THE TASK
Using the data below, copy out all lines with the word "email".

PROVIDED RECORDS
PR #2745, opened 2026-07-23
CAMS-810 Pass authenticated user context to LaunchDarkly

mattstankey:
# Purpose

LaunchDarkly evaluated every flag with a single hardcoded, anonymous context on the backend and no context at all on the frontend, so segments and targeting rules couldn't distinguish one user from another. This slice makes both SDKs evaluate flags using the real authenticated user's identity, unblocking a phased pilot rollout (Detailees segment -> Working Group -> all users) for the trustee-management flag.

# Major Changes

* Added a shared `buildLaunchDarklyContext(user: CamsUser)` mapping function in `common/src/feature-flags.ts` so backend and frontend build an identical LaunchDarkly context (key, name, email, roles, office group designators) from one place.
* Restructured backend feature-flag fetching (`backend/lib/adapters/utils/feature-flag.ts`, both `application-context-creator.ts` files) so authenticated API requests get exactly one LD evaluation using the real resolved user, via a `skipFeatureFlags` option on `getApplicationContext()`. Dataflow, healthcheck, and mock-oauth2 call sites are untouched and keep today's anonymous-context behavior.
* Added a mount-time `identify()` call in `user-interface/src/App.tsx` so the frontend LD client also evaluates flags against the real session user.
* Documented the resulting context attributes and added a runbook for the Detailees pilot segment/targeting-rule setup in `docs/contributing/feature-flags.md`.

# Testing/Validation

Implemented using TDD (Red-Green-Refactor) across all three affected workspaces. Full test suites pass: backend (229 files / 3410 tests), user-interface (229 files / 3265 tests), common. Root-level lint, typecheck, and knip are clean. `cams-unit-test-reviewer` was run against all new/modified test files (`feature-flag.test.ts`, both `application-context-creator.test.ts` files, `feature-flags.test.ts`, `App.test.tsx`) and every finding (missing auth-failure-branch coverage, mock-lifecycle convention drift, tautological assertions, an untested `withLDProvider` branch, etc.) was fixed in a follow-up commit — no CRITICAL/HIGH issues remain.

# Notes

* `CamsUser.id` already equals the Okta `sub` claim (`backend/lib/adapters/gateways/okta/okta-gateway.ts`), so no separate key-mapping work was needed.
* The frontend `useEffect` depends on `[ldClient]` rather than `[]`, since `withLDProvider` initializes asynchronously and `ldClient` can be `undefined` on first render — this is more correct than suppressing the exhaustive-deps lint rule.
* This PR covers Slice 1 of a 2-slice feature. Slice 2 (creating the LaunchDarkly "Detailees" segment and a targeting rule on the `trustee-management` pilot flag) is manual dashboard configuration in the GovCloud US environment, documented as a runbook but out of scope for this PR.
* npm audit shows 4 pre-existing high/low vulnerabilities (brace-expansion, dompurify, fast-uri, immutable) — confirmed unrelated to this change (identical on `main`).

# Definition of Done:

## Summary by Sourcery

Update backend and frontend to evaluate LaunchDarkly feature flags using the authenticated user context while preserving existing anonymous behavior for non-user flows.

New Features:
- Introduce a shared buildLaunchDarklyContext helper and LaunchDarklyContext type to derive a consistent user context for feature flag evaluations across services.

Enhancements:
- Change backend feature-flag retrieval to accept an optional user and use the shared context mapping, wiring authenticated request contexts to pass the resolved user.
- Adjust Express and Azure application context creators to defer feature-flag evaluation until after session resolution and to support an option to skip eager flag fetching.
- Add a frontend mount-time identify call using the LaunchDarkly React client and the shared context mapping so flags are evaluated per logged-in user.
- Expand tests for backend context creation, feature-flag utilities, and the App component to cover user-aware LaunchDarkly behavior and configuration edge cases.
- Refine logging and observability behavior in the Azure context creator and logger helper.

Documentation:
- Document the shared LaunchDarkly user context shape and add a runbook for configuring user- and segment-based targeting in LaunchDarkly GovCloud.

Tests:
- Add comprehensive tests for Express application-context creation, including feature-flag wiring, request translation, and session error handling.
- Extend feature-flag tests in common and backend packages to validate context mapping, anonymous vs user-specific evaluation, and fallback behavior without an SDK key.
- Enhance App component tests to cover LaunchDarkly provider configuration and identify behavior for various session and client states.

### DIFF
--- a/backend/express/application-context-creator.test.ts
+++ b/backend/express/application-context-creator.test.ts
@@ -1,24 +1,38 @@
 import { vi } from 'vitest';
 import { Request } from 'express';
 import MockData from '@common/cams/test-utilities/mock-data';
+import { ApplicationContext } from '../lib/adapters/types/basic';
 import * as FeatureFlags from '../lib/adapters/utils/feature-flag';
+import { testFeatureFlags } from '@common/feature-flags';
+import { createMockApplicationContext } from '../lib/testing/testing-utilities';
 import ContextCreator from './application-context-creator';
 
-function createMockExpressRequest(headers: Record<string, string> = {}): Request {
+type MockExpressRequestOverrides = {
+  method?: string;
+  secure?: boolean;
+  host?: string;
+  query?: Record<string, string>;
+  params?: Record<string, string>;
+  body?: unknown;
+  headers?: Record<string, string | string[]>;
+};
+
+function createMockExpressRequest(overrides: MockExpressRequestOverrides = {}): Request {
+  const host = overrides.host ?? 'localhost:7071';
   return {
-    method: 'GET',
+    method: overrides.method ?? 'GET',
     url: '/cases',
-    secure: false,
-    get: (field: string): string | undefined => (field === 'host' ? 'localhost:7071' : undefined),
-    query: {},
-    params: {},
-    body: undefined,
-    headers: { authorization: 'Bearer ' + MockData.getJwt(), ...headers },
+    secure: overrides.secure ?? false,
+    get: (field: string): string | undefined => (field === 'host' ? host : undefined),
+    query: overrides.query ?? {},
+    params: overrides.params ?? {},
+    body: overrides.body,
+    headers: { authorization: 'Bearer ' + MockData.getJwt(), ...overrides.headers },
   } as Partial<Request> as Request;
 }
 
 describe('Express Application Context Creator', () => {
-  afterEach(() => {
+  beforeEach(() => {
     vi.restoreAllMocks();
   });
 
@@ -30,6 +44,7 @@ describe('Express Application Context Creator', () => {
 
     expect(featureFlagsSpy).toHaveBeenCalledTimes(1);
     expect(featureFlagsSpy).toHaveBeenCalledWith(context.config, context.session.user);
+    expect(context.featureFlags).toEqual(testFeatureFlags);
   });
 
   test('should eagerly fetch anonymous feature flags when getApplicationContext is called directly with no opts', async () => {
@@ -41,6 +56,93 @@ describe('Express Application Context Creator', () => {
 
     expect(featureFlagsSpy).toHaveBeenCalledTimes(1);
     expect(featureFlagsSpy).toHaveBeenCalledWith(context.config);
-    expect(context.featureFlags).toBeInstanceOf(Object);
+    expect(context.featureFlags).toEqual(testFeatureFlags);
+  });
+
+  test('should skip the eager feature-flag fetch when skipFeatureFlags is true', async () => {
+    const featureFlagsSpy = vi.spyOn(FeatureFlags, 'getFeatureFlags');
+    const request = createMockExpressRequest();
+    const logger = ContextCreator.getLogger('test-request-id');
+
+    const context = await ContextCreator.getApplicationContext(request, logger, 'test-request-id', {
+      skipFeatureFlags: true,
+    });
+
+    expect(featureFlagsSpy).not.toHaveBeenCalled();
+    expect(context.featureFlags).toEqual({});
+  });
+
+  describe('expressToCamsHttpRequest', () => {
+    test('joins array-valued headers and builds a secure URL', () => {
+      const request = createMockExpressRequest({
+        method: 'POST',
+        secure: true,
+        host: 'example.com',
+        query: { foo: 'bar' },
+        params: { id: '123' },
+        body: { some: 'body' },
+        headers: { 'x-multi': ['a', 'b'], authorization: 'Bearer token' },
+      });
+
+      const camsRequest = ContextCreator.expressToCamsHttpRequest(request);
+
+      expect(camsRequest).toEqual({
+        method: 'POST',
+        url: 'https://example.com/cases',
+        headers: { 'x-multi': 'a, b', authorization: 'Bearer token' },
+        query: { foo: 'bar' },
+        params: { id: '123' },
+        body: { some: 'body' },
+      });
+    });
+
+    test('falls back to localhost:7071 when no host header is present', () => {
+      const request = createMockExpressRequest({ headers: { authorization: 'Bearer token' } });
+
+      const camsRequest = ContextCreator.expressToCamsHttpRequest(request);
+
+      expect(camsRequest.url).toEqual('http://localhost:7071/cases');
+    });
+
+    test('wraps an unexpected error via getCamsError', () => {
+      const request = {
+        get headers(): Request['headers'] {
+          throw new Error('boom');
+        },
+      } as Partial<Request> as Request;
+
+      expect(() => ContextCreator.expressToCamsHttpRequest(request)).toThrow();
+    });
+  });
+
+  describe('getApplicationContextSession', () => {
+    let context: ApplicationContext;
+
+    beforeEach(async () => {
+      context = await createMockApplicationContext();
+    });
+
+    test('should throw an UnauthorizedError if authorization header is missing', async () => {
+      delete context.request.headers.authorization;
+      await expect(ContextCreator.getApplicationContextSession(context)).rejects.toThrow(
+        'Authorization header missing.',
+      );
+    });
+
+    test('should throw an UnauthorizedError if authorization header is not a bearer token', async () => {
+      context.request.headers.authorization = 'shouldthrowError';
+
+      await expect(ContextCreator.getApplicationContextSession(context)).rejects.toThrow(
+        'Bearer token not found in authorization header',
+      );
+    });
+
+    test('should throw an UnauthorizedError if authorization header contains Bearer with malformed token', async () => {
+      context.request.headers.authorization = 'Bearer some-text-that-is-not-possibly-a-valid-jwt';
+
+      await expect(ContextCreator.getApplicationContextSession(context)).rejects.toThrow(
+        'Malformed Bearer token in authorization header',
+      );
+    });
   });
 });
--- a/backend/express/application-context-creator.test.ts
+++ b/backend/express/application-context-creator.test.ts
@@ -1,0 +1,46 @@
+import { vi } from 'vitest';
+import { Request } from 'express';
+import MockData from '@common/cams/test-utilities/mock-data';
+import * as FeatureFlags from '../lib/adapters/utils/feature-flag';
+import ContextCreator from './application-context-creator';
+
+function createMockExpressRequest(headers: Record<string, string> = {}): Request {
+  return {
+    method: 'GET',
+    url: '/cases',
+    secure: false,
+    get: (field: string): string | undefined => (field === 'host' ? 'localhost:7071' : undefined),
+    query: {},
+    params: {},
+    body: undefined,
+    headers: { authorization: 'Bearer ' + MockData.getJwt(), ...headers },
+  } as Partial<Request> as Request;
+}
+
+describe('Express Application Context Creator', () => {
+  afterEach(() => {
+    vi.restoreAllMocks();
+  });
+
+  test('should call getFeatureFlags exactly once with the resolved session user', async () => {
+    const featureFlagsSpy = vi.spyOn(FeatureFlags, 'getFeatureFlags');
+    const request = createMockExpressRequest();
+
+    const context = await ContextCreator.applicationContextCreator(request);
+
+    expect(featureFlagsSpy).toHaveBeenCalledTimes(1);
+    expect(featureFlagsSpy).toHaveBeenCalledWith(context.config, context.session.user);
+  });
+
+  test('should eagerly fetch anonymous feature flags when getApplicationContext is called directly with no opts', async () => {
+    const featureFlagsSpy = vi.spyOn(FeatureFlags, 'getFeatureFlags');
+    const request = createMockExpressRequest();
+    const logger = ContextCreator.getLogger('test-request-id');
+
+    const context = await ContextCreator.getApplicationContext(request, logger, 'test-request-id');
+
+    expect(featureFlagsSpy).toHaveBeenCalledTimes(1);
+    expect(featureFlagsSpy).toHaveBeenCalledWith(context.config);
+    expect(context.featureFlags).toBeInstanceOf(Object);
+  });
+});
--- a/backend/express/application-context-creator.test.ts
+++ b/backend/express/application-context-creator.test.ts
@@ -5,6 +5,7 @@ import { ApplicationContext } from '../lib/adapters/types/basic';
 import * as FeatureFlags from '../lib/adapters/utils/feature-flag';
 import { testFeatureFlags } from '@common/feature-flags';
 import { createMockApplicationContext } from '../lib/testing/testing-utilities';
+import { CamsError } from '../lib/common-errors/cams-error';
 import ContextCreator from './application-context-creator';
 
 type MockExpressRequestOverrides = {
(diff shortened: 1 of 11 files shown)


docs/contributing/feature-flags.md
```diff
@@ -11,3 +11,63 @@ settings > Client-side SDK availability
...
+| `email`                  | `CamsUser.email`                                                | May be `undefined`.                                                                                                                 |
+| `roles`                  | `CamsUser.roles`                                                | e.g. `TrialAttorney`, `TrusteeAdmin`, `SuperUser` — see `common/src/cams/roles.ts` for the full `CamsRole` set. May be `undefined`. |
+| `officeGroupDesignators` | `getGroupDesignators(user)` (flattened from `CamsUser.offices`) | Always an array; empty if the user has no offices.                                                                                  |
+
+**Backend:** `getFeatureFlags(config, user?)` in `backend/lib/adapters/utils/feature-flag.ts` sends
+`buildLaunchDarklyContext(user)` when a resolved `CamsUser` is available (i.e. for authenticated API
+requests, via `applicationContextCreator()`). Dataflow, healthcheck, and mock-oauth2 invocations
```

REPLY
* Added a shared `buildLaunchDarklyContext(user: CamsUser)` mapping function in `common/src/feature-flags.ts` so backend and frontend build an identical LaunchDarkly context (key, name, email, roles, office group designators) from one place.
+| `email`                  | `CamsUser.email`                                                | May be `undefined`.                                                                                                                 |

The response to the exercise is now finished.